Ответы приходили, но не от них и не мне. Некоторым и по нескольку раз за неделю! Так что в ряду «мандастрадальцев» по-Камешкову я замечен не был. А так хотелось!
Приходили и посылки. Ну, тут уж помимо «сопроводительного письма», был праздник живота. Делились вкусностями начиная от каптёрки (где выдавались посылки, вскрываемые старшиной при твоём присутствии в поисках «запрещёнки») и до самой койки, попутно угощая всех земляков, а особливо, своё отделение и его командира. На счёт подобных угощений не было у нас в подразделении разногласий и «припоминалок», что кто-то кому-то чего-то не дал. Можно сказать, что посылки поступали на всю заставу. И каких только вкусностей я не отведал, вряд ли в Москве такое найдёшь!
VIII
«Застава, подъём, тревога!» — зазвенел в ночи голос дежурного. Курсанты откинули одеяла, второпях начали одеваться (а так ведь сладко спалось).
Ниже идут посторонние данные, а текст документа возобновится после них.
PR #965, opened 2025-11-11
[minor] User/millerds/update app insights version

millerds:
**Change Description**:
The call to application insights to send telemetry data was randomly failing to connect to the end point.  The appInsights package we're using it 6 years and 2 major versions old.  New packages use a connection string instead of an instrumentation key which I think will be more reliable.  Updated office-addin-usage-data to use the new package, and then updated all the internal references to use the connections string option.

Старшины встали, видимо, заранее и подгоняли солдат и командиров отделений.
Прозвучала команда «Строится». Из кабинета вышел Камешков и осмотрел строй «сонных мух».
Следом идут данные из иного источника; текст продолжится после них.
PR #980, opened 2026-03-13
[patch]: fix web sideload with manifest preview

aminya:
**Change Description**:

To side load on the web, the sourceLocation is required, however, the dev manifest preview fails if you add it in the manifest file. This adds a default location, so that web side load works with the manifest preview

1. **Do these changes impact *command syntax* of any of the packages?**  No

2. **Do these changes impact *documentation*?** No

`bunx -b office-addin-debugging start --dev-tools manifest.json web --document <some_doc>`

### DIFF
--- a/packages/office-addin-dev-settings/src/sideload.ts
+++ b/packages/office-addin-dev-settings/src/sideload.ts
@@ -135,13 +135,9 @@ export async function generateSideloadUrl(
   if (!manifest.id) {
     throw new ExpectedError("The manifest does not contain the id for the add-in.");
   }
-
-  if (
-    manifest.defaultSettings === undefined ||
-    manifest.defaultSettings.sourceLocation === undefined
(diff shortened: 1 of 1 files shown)


millerds (commented):
What do you mean by "dev manifest preview fails if you add it in the manifest"?  Can you explain some more what you are seeing happen.

I also noticed you are using the json manifest and I don't think that has a default location property.  It existed in the xml schema but doesn't appear to have been translated over to the json schema (that I can see).  I think you have found a legitimate flaw in the sideloading code because that value will always be empty for json manifests (only gets set in manifestHandlerXml.ts), but I think the better fix would be to set that value in manifestHandlerJson.ts with a legitimate value from the json manifest (from the runtimes section?) or maybe see if a sideloading URL can be crafted that works without that value.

— Дежурный, открывай «оружейку». Застава, получить оружие! — отдал он приказ.
Мы начали по очереди заходить туда и брать из пирамиды свои, записанные по номерам в «военнике», автоматы.
— Старшина, бери три цинка с патронами и один для ПКС, — уточнил капитан количество боеприпасов. Да, один цинк «трассеров» ещё. Застава, выдвигаемся на стрельбище!
«Ага, вот для чего всеобщий шухер. Ночные стрельбы. Интересно!» — подумал я.
В марш-броске до стрельбища главное было не упасть, и не уткнутся в спину впереди идущего. Путь до места избрали короткий, всего километра полтора, а не до побережья и в сопку раза в два длиннее. Быстрым шагом, а не бегом передвигалась наша колонна. Идти было легко, исключая тех, кто тащил дополнительно цинки и пулемёт.
На стрельбище снаряжали магазины трассерами через два обычных патрона. Отличить их было просто, у трассеров пуля окаймлялась красной полоской у наконечника.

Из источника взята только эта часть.